Collected data entries
■ ■ ■

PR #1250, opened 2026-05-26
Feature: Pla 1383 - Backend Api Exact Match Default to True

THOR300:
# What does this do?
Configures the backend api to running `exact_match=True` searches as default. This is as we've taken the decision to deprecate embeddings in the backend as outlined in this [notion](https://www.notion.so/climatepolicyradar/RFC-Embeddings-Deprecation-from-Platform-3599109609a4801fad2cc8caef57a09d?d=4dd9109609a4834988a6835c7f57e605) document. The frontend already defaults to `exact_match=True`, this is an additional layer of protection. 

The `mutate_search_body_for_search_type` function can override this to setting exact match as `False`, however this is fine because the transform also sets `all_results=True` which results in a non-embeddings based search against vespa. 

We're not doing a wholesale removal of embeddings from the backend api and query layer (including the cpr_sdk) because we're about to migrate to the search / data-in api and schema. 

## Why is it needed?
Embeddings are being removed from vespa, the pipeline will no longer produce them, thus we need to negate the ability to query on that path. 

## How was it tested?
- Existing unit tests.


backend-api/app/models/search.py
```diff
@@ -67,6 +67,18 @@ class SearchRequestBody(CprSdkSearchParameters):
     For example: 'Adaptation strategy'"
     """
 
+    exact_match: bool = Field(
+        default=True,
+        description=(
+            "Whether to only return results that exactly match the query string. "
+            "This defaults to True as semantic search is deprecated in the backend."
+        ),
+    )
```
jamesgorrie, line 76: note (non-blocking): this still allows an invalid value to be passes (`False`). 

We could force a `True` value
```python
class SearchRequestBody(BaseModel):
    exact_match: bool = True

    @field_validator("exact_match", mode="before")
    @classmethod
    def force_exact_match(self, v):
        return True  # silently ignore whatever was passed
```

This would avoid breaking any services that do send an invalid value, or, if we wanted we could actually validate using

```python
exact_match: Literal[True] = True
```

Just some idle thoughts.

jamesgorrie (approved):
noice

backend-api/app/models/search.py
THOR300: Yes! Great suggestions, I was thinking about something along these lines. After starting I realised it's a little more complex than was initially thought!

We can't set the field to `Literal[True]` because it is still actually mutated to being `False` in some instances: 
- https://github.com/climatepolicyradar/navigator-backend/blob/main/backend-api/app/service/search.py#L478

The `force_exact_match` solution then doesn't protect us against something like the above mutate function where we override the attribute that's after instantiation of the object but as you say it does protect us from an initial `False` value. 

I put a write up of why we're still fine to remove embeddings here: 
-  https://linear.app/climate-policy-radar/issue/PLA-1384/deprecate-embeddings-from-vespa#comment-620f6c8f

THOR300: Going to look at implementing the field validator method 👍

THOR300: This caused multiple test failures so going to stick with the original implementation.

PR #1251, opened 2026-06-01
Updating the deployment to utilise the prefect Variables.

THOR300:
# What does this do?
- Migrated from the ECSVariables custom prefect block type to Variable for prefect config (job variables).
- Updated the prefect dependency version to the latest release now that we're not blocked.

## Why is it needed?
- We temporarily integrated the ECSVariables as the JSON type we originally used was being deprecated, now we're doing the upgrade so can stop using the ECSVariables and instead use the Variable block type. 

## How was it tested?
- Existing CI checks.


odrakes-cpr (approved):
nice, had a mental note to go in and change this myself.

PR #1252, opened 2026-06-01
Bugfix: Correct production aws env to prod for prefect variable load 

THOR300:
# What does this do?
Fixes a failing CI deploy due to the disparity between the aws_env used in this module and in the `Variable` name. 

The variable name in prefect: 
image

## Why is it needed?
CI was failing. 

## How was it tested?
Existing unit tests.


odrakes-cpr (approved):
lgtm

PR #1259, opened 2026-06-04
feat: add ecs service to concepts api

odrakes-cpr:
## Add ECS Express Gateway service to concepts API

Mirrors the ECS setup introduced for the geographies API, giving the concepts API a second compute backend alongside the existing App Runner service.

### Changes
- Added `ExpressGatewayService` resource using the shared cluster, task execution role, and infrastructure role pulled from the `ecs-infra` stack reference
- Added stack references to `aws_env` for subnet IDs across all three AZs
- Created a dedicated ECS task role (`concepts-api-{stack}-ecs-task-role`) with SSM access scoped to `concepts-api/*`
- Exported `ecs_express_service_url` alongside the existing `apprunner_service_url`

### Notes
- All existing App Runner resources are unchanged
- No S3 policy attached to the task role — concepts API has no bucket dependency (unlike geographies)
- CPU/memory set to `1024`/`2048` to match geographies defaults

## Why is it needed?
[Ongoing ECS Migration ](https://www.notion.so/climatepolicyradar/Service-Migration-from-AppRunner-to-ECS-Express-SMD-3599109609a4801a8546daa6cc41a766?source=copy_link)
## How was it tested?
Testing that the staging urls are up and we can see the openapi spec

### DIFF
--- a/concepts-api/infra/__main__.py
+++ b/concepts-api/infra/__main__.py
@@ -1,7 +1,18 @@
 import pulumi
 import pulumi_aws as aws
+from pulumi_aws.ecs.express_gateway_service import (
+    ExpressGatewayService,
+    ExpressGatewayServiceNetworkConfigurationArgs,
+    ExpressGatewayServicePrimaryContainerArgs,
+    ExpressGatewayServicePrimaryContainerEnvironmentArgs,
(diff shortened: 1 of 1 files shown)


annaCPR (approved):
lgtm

■ ■ ■

[How to complete this task] Retype, exactly and in full, the lines above from the one containing "CI was failing." through the one containing "- Created a".

[Problem solution]
CI was failing. 

## How was it tested?
Existing unit tests.


odrakes-cpr (approved):
lgtm

PR #1259, opened 2026-06-04
feat: add ecs service to concepts api

odrakes-cpr:
## Add ECS Express Gateway service to concepts API

Mirrors the ECS setup introduced for the geographies API, giving the concepts API a second compute backend alongside the existing App Runner service.

### Changes
- Added `ExpressGatewayService` resource using the shared cluster, task execution role, and infrastructure role pulled from the `ecs-infra` stack reference
- Added stack references to `aws_env` for subnet IDs across all three AZs
- Created a dedicated ECS task role (`concepts-api-{stack}-ecs-task-role`) with SSM access scoped to `concepts-api/*`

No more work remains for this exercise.